* Task description
All that is needed is each line of the entries holding the word "pull", copied as it stands.

[Entries taken from a collection]
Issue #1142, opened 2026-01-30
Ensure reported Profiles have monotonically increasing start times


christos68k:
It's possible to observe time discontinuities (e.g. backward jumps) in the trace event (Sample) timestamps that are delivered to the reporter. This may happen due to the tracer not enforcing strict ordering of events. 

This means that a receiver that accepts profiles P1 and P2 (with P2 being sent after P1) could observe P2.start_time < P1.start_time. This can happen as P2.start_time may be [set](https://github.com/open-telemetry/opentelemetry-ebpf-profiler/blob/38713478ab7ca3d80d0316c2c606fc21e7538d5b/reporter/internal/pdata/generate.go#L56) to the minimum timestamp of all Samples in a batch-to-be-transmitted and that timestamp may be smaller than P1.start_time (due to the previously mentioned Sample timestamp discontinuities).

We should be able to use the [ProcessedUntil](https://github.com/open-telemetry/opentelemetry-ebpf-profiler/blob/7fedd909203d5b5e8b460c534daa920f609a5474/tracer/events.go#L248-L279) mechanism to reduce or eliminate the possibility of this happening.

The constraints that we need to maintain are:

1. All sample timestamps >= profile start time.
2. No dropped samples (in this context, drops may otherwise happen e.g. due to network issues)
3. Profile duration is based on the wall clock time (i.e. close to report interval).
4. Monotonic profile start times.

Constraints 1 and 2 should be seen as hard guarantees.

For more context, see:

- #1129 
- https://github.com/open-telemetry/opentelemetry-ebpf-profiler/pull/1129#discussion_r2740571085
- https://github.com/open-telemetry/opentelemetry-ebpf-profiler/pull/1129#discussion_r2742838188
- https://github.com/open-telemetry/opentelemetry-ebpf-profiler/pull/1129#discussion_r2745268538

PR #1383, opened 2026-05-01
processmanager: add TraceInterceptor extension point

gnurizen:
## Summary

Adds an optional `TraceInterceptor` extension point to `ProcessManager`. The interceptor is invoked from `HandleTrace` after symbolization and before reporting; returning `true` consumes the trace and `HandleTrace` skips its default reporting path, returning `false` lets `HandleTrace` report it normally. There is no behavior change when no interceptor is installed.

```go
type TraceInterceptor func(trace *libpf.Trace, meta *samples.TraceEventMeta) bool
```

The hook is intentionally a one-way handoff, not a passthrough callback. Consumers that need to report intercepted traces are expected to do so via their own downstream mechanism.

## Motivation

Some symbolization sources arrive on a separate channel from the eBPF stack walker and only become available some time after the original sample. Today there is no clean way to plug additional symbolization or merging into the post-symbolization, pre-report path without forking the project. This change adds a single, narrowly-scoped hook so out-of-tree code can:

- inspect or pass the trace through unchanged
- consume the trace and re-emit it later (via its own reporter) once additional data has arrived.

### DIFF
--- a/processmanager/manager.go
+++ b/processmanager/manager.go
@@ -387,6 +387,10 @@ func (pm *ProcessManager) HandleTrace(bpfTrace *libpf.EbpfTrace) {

...

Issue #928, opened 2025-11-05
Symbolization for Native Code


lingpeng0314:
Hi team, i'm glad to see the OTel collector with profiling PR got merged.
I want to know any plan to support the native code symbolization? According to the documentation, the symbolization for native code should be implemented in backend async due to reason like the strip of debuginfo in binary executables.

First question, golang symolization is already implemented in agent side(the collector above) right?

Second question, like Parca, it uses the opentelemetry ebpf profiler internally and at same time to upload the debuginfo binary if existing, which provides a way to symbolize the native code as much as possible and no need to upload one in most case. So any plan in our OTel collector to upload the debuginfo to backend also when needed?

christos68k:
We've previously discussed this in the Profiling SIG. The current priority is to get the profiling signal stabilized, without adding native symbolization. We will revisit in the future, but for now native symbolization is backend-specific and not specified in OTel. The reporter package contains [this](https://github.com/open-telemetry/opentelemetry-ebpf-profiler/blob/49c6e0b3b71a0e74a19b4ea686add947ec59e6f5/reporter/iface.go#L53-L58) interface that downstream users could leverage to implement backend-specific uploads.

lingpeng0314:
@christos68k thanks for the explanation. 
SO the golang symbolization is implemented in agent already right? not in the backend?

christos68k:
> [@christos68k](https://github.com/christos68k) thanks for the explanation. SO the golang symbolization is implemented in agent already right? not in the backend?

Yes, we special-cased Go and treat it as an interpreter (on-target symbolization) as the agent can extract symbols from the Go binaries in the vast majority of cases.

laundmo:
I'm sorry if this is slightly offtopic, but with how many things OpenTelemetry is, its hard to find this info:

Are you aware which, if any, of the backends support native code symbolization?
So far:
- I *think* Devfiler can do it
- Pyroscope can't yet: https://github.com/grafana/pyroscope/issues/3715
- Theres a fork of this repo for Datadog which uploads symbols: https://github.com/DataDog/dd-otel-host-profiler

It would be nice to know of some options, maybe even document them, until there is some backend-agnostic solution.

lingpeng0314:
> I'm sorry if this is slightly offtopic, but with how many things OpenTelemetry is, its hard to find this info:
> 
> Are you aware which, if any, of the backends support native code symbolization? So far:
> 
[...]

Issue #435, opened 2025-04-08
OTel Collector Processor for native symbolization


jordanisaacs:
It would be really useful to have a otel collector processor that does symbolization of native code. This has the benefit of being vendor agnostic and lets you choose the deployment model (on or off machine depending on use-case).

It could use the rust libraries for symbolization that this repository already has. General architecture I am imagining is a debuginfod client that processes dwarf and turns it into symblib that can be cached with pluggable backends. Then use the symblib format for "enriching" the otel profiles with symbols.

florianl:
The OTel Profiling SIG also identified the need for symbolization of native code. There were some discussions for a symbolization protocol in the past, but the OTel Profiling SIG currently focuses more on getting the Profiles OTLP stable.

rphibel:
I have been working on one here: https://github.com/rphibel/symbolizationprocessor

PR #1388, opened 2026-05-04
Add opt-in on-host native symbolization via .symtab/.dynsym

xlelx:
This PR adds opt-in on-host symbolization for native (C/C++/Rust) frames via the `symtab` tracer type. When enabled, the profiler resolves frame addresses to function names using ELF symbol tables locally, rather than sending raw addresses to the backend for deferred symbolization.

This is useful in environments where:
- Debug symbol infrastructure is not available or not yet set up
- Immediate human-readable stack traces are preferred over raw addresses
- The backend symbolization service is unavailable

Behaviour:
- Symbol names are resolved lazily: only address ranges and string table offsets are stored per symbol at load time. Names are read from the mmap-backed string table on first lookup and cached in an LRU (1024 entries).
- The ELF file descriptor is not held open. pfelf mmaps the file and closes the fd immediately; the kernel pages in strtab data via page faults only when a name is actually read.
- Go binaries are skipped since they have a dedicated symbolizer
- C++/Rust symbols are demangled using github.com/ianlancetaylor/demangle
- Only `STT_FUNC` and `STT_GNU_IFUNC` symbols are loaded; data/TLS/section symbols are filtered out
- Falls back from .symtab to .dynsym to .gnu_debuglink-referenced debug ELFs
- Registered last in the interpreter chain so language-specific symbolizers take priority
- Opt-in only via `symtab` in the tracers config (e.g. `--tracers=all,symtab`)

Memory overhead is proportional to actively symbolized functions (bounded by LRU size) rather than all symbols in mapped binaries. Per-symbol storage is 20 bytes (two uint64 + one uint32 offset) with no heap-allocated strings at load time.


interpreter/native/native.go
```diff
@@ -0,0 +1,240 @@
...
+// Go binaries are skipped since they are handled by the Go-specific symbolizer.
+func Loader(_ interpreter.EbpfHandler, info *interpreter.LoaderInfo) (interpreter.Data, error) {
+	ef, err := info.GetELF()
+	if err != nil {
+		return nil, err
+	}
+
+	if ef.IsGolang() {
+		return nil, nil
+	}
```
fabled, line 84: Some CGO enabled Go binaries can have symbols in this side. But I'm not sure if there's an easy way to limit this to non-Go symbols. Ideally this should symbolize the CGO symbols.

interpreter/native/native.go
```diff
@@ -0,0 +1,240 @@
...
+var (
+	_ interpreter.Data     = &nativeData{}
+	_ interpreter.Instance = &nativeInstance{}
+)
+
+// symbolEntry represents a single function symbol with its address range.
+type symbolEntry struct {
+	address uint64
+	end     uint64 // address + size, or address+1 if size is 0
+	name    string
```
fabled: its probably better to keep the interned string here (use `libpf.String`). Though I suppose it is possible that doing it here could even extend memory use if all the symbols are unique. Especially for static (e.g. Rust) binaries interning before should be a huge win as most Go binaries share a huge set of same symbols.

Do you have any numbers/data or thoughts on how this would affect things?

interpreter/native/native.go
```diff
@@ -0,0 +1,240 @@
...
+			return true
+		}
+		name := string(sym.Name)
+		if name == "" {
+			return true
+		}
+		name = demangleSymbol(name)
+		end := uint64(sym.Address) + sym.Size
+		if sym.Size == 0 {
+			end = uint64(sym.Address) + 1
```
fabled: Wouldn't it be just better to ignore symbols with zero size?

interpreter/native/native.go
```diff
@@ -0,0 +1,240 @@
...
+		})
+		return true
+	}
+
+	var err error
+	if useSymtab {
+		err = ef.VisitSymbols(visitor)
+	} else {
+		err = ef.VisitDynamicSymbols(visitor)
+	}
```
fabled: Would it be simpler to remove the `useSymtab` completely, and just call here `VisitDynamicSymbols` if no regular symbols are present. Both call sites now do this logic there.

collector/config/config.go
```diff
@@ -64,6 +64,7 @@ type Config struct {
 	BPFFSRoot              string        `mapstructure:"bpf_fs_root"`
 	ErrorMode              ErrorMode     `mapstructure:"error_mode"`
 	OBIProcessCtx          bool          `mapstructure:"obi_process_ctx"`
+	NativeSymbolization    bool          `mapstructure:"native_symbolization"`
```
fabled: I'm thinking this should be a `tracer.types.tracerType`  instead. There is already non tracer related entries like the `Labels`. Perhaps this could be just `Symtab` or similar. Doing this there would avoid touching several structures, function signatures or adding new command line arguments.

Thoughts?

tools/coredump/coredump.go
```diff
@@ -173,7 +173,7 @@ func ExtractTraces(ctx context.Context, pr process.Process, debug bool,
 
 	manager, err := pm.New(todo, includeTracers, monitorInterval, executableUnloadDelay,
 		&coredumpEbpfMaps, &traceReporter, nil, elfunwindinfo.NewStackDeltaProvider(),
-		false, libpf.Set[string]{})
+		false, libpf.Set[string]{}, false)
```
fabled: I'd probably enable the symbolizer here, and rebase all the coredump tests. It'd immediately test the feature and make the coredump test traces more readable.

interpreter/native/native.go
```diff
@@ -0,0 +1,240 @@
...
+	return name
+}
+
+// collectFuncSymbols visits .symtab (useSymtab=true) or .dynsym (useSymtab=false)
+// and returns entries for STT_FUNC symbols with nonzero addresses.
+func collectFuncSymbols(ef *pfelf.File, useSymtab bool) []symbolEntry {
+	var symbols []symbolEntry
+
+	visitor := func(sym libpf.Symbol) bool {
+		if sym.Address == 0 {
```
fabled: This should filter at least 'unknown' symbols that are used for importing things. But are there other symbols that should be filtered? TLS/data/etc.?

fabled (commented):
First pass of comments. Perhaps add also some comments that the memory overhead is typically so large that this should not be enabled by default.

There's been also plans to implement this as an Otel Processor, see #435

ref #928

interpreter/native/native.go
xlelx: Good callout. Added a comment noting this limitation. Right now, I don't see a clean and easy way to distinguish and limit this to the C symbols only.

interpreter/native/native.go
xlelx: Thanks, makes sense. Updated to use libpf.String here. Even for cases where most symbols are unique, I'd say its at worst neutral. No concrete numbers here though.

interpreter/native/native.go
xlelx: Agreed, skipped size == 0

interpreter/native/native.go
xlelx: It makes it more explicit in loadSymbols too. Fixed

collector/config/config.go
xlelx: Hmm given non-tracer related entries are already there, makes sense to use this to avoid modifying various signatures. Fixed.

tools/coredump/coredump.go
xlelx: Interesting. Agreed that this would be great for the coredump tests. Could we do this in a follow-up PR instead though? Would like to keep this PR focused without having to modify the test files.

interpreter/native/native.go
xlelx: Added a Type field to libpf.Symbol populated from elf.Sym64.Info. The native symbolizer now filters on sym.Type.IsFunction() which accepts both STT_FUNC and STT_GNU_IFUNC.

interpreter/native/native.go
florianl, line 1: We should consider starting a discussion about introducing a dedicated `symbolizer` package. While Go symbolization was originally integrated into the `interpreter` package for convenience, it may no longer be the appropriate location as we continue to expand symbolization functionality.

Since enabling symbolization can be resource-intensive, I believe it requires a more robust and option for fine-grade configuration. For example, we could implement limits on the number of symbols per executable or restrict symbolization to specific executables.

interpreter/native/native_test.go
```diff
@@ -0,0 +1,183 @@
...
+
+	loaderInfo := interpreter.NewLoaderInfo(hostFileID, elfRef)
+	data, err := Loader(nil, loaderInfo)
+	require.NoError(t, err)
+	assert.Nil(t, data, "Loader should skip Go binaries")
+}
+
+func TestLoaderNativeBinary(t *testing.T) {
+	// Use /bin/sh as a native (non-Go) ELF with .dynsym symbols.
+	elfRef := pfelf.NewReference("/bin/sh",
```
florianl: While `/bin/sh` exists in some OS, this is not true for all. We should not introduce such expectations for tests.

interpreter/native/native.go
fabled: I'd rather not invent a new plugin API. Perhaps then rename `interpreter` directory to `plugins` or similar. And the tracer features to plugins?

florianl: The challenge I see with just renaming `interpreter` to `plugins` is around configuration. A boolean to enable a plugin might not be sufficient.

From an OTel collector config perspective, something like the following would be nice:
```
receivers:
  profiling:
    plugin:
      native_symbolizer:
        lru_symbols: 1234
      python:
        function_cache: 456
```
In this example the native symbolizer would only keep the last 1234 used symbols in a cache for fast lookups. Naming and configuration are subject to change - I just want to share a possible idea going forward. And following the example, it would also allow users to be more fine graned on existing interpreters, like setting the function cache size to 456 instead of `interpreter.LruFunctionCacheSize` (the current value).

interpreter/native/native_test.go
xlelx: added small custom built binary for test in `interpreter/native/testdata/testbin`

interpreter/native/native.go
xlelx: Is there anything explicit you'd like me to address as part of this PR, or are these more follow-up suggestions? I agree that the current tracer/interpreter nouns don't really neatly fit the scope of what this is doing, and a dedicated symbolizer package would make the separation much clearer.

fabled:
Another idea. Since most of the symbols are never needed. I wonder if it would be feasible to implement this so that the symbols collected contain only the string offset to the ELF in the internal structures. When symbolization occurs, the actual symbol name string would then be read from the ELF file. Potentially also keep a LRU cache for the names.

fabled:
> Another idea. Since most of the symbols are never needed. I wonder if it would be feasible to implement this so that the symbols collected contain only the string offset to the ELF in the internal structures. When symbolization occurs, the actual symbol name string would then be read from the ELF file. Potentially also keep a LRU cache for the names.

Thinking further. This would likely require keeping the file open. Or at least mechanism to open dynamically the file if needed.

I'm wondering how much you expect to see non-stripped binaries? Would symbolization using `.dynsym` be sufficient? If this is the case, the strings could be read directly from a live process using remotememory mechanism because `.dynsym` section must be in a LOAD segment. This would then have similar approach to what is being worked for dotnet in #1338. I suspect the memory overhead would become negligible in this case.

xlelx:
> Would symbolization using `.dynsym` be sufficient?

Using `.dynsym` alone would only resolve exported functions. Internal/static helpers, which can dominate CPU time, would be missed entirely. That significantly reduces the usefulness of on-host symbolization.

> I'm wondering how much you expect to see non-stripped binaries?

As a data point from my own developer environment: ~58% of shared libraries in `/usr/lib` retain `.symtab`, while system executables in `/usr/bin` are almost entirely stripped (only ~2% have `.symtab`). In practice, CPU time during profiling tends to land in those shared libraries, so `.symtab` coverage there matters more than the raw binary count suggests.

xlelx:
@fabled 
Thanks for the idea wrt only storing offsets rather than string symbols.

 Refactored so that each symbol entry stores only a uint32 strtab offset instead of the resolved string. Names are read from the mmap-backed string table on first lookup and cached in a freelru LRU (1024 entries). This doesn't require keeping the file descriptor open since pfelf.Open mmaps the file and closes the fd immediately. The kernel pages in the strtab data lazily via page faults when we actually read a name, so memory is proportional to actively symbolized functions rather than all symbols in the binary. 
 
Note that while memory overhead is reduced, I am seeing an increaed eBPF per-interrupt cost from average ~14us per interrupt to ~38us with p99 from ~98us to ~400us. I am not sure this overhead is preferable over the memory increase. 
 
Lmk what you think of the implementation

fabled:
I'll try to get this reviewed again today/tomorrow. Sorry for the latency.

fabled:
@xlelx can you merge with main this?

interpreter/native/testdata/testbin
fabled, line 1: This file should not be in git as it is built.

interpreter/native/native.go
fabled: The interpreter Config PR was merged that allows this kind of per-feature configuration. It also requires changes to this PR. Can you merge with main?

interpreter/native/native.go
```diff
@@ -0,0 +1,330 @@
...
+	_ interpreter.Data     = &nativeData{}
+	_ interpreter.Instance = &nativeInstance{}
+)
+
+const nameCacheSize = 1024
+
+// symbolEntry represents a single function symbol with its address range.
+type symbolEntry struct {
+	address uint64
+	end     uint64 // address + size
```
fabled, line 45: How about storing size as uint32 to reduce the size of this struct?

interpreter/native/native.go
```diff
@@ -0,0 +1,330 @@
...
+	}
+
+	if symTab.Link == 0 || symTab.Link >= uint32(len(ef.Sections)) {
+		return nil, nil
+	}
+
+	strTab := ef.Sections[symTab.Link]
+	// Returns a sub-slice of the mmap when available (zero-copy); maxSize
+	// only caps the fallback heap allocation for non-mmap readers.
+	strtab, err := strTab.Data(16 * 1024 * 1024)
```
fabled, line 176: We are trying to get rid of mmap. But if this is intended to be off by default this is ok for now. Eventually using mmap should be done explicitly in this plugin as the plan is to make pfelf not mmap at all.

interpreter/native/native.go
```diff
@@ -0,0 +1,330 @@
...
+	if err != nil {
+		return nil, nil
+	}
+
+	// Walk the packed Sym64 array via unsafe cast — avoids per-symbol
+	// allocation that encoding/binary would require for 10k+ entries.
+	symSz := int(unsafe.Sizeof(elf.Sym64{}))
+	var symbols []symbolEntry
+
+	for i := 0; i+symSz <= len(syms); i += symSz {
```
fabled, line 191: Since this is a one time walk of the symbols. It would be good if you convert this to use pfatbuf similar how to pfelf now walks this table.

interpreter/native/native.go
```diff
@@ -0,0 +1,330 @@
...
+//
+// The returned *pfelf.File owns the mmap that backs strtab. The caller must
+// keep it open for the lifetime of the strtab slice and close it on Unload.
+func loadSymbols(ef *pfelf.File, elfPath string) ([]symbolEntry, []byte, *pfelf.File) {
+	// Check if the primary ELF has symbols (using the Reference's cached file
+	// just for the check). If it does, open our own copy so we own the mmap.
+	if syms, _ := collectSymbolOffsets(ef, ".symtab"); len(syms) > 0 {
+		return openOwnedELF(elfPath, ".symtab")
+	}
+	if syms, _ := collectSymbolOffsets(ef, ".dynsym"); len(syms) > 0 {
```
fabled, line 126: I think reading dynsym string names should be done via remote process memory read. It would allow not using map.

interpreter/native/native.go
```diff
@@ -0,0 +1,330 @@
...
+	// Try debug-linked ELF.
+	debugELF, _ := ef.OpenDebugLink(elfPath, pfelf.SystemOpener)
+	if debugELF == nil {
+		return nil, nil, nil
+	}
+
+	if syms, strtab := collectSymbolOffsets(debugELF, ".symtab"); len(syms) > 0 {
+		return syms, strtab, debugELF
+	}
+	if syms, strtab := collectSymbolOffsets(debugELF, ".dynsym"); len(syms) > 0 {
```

* * *

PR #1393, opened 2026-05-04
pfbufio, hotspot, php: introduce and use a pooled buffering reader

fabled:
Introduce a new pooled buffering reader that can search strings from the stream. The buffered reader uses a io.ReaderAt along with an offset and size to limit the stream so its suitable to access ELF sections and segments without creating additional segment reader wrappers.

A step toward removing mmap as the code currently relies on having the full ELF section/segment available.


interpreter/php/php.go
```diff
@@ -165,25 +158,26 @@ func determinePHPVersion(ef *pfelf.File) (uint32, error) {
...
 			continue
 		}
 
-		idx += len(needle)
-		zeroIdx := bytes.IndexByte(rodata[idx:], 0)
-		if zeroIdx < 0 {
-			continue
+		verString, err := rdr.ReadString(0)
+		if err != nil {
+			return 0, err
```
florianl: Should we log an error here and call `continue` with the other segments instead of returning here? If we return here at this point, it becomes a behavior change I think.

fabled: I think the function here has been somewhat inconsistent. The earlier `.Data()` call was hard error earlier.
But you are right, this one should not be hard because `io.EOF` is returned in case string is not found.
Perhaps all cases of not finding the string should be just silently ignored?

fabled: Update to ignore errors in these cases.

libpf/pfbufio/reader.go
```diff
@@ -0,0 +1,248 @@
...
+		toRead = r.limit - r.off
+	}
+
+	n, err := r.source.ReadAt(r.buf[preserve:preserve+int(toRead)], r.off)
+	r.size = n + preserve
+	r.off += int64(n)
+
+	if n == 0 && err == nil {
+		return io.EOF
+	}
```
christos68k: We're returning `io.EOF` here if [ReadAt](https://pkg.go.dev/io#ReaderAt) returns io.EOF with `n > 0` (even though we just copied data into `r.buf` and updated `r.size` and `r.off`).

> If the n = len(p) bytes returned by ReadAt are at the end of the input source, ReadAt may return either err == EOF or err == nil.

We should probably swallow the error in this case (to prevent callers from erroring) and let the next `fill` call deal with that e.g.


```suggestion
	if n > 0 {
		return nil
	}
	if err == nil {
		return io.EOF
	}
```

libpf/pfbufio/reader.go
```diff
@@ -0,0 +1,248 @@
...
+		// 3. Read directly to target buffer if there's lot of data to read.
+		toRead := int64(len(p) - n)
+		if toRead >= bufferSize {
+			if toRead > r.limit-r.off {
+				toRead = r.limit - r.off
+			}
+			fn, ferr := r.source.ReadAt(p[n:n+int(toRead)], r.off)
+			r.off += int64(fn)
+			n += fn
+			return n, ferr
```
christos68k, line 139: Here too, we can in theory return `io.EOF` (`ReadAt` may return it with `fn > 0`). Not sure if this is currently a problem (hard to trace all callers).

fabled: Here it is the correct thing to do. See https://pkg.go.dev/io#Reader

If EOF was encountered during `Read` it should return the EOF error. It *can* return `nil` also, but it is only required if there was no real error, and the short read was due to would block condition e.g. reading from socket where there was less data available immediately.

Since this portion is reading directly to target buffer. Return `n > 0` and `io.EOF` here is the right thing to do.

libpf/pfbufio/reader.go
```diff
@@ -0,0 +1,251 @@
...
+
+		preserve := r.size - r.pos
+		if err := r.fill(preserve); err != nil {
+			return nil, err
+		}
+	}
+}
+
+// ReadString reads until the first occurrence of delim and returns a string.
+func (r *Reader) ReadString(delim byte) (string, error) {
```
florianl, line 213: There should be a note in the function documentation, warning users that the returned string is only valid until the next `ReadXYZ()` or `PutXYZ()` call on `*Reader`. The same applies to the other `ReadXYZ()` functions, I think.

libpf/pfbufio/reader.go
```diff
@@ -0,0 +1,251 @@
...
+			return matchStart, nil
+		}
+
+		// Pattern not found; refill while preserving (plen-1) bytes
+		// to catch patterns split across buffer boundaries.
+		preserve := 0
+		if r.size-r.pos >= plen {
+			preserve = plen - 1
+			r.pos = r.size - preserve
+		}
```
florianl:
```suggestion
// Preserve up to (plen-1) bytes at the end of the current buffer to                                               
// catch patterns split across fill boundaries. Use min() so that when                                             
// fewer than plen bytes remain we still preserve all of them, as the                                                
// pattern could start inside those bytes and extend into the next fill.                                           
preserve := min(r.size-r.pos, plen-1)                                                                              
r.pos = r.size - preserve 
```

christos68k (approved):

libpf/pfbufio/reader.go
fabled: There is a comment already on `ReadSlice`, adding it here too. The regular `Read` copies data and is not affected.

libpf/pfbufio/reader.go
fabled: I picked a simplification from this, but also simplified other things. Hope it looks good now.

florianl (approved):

* Result of the task
- https://github.com/open-telemetry/opentelemetry-ebpf-profiler/pull/1129#discussion_r2740571085
- https://github.com/open-telemetry/opentelemetry-ebpf-profiler/pull/1129#discussion_r2742838188
- https://github.com/open-telemetry/opentelemetry-ebpf-profiler/pull/1129#discussion_r2745268538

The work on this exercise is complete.